## Work to be completed
For the data below, report only the number of lines containing the string "discussions".
*** Supplied records ***
PR #601, opened 2025-03-20
Move tool table to RTD

dweindl:
Move the tool support table from the repository README to a separate page of the ReadTheDocs documentation to make the README less crowded. Convert to more maintainable format (auto-generate RST table from TSV).

:eyes: https://petab--601.org.readthedocs.build/en/601/software_support.html

### DIFF
--- a/README.md
+++ b/README.md
@@ -49,71 +49,9 @@ A wide range of PEtab examples can be found in the systems biology parameter est
 
 ## PEtab support in systems biology tools
 
-Where PEtab is supported (in alphabetical order):
+For a list of tools supporting PEtab, see the
+[PEtab website](https://petab.readthedocs.io/en/latest/software_support.html).
 
-
-  - [AMICI](https://github.com/ICB-DCM/AMICI/)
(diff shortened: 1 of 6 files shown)


doc/v2/documentation_data_format.rst
```diff
@@ -1417,7 +1417,7 @@ The following functions are supported:
      - float
    * - ``sign(x)``
      - | sign of ``x``
-       | ``piecewise(1, x > 0, -1, x < 0, 0)``
+       | ``piecewise(1, x>=0, -1)``
```
dilpath, line 1420: Wikipedia says otherwise, and I don't see a sign function in SBML. What is this based on now?

https://en.wikipedia.org/wiki/Sign_function#Definition

dilpath (approved):
:+1:

doc/v2/documentation_data_format.rst
dweindl: You are right. No intended change, I just regenerated the RST tables. It seems this was fixed in the wrong place last time...

PR #614, opened 2025-03-25
v2: Change parameter.estimate from 0/1 to true/false

dweindl:
Meanwhile, boolean literals are supported in math expressions, so we should also use them for the boolean `estimate` column (see also https://github.com/PEtab-dev/PEtab/discussions/610).

### DIFF
--- a/doc/v2/documentation_data_format.rst
+++ b/doc/v2/documentation_data_format.rst
@@ -143,6 +143,8 @@ PEtab 2.0.0 is a major update of the PEtab format. The main changes are:
   parameter priors was not well-defined.
   To obtain the same effect, the model parameters can be transformed in the
   model file.
+* The admissible values for ``estimate`` in the :ref:`v2_parameters_table`
+  are now ``true`` and ``false`` instead of ``1`` and ``0``.
 
 .. _v2_model:
 .. _v2_model_entities:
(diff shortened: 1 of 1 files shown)


doc/v2/documentation_data_format.rst
```diff
@@ -761,23 +763,24 @@ Detailed field description
...
 
 - ``nominalValue`` [NUMERIC]
 
   Some parameter value to be used if
   the parameter is not subject to estimation (see ``estimate`` below).
-  Optional, unless ``estimate==0``.
+  Optional, unless ``estimate==false``.
 
-- ``estimate`` [BOOL 0|1]
+- ``estimate`` ['true' or 'false']
```
dilpath, line 779: true|false in the table above, but fine for me

dilpath (approved):

doc/v2/documentation_data_format.rst
dweindl, line 779:
```suggestion
- ``estimate`` [``true`` or ``false``]
```

dweindl: Fixed.

FFroehlich (approved):

sebapersson (approved):

PR #616, opened 2025-03-25
v2: Allow applying multiple conditions simultaneously

dweindl:
Allow applying multiple simulation conditions with disjoint changes simultaneously. This will simplify handling factorial designs (see https://github.com/PEtab-dev/PEtab/discussions/615).


doc/v2/documentation_data_format.rst
```diff
@@ -387,8 +388,11 @@ The experiments table has three mandatory columns ``experimentId``,
   Any event triggers defined in the model must also be checked during this
   pre-simulation.
 
-  Multiple conditions cannot be applied simultaneously within a single
-  experiment; each ``time`` value must be unique for each ``experimentId``.
+  Multiple conditions may be applied simultaneously by specifying the same
+  ``experimentId`` and ``time`` for multiple conditions. The changes associated
+  with these conditions must be disjoint, i.e., no two conditions applied at
+  the same time may modify the same entity. The union of these changes is
+  applied to the model as if they were specified as a single condition.
```
dilpath, line 395:
```suggestion
  Multiple conditions may be applied simultaneously by specifying the same
  ``experimentId`` and ``time`` for multiple conditions. The changes associated
  with these conditions must be disjoint, i.e., no two conditions applied at
  the same time may modify the same ``targetId``. The union of these changes is
  applied to the model as if they were specified as a single condition.
```

dilpath (approved):
:+1:

sebapersson (approved):

doc/v2/documentation_data_format.rst
dweindl: Just "target"? We are not modifying the targetId as such.

dilpath: True, reworded slightly now, but fine to also just use target.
*** End of Supplied records ***
## Response box
2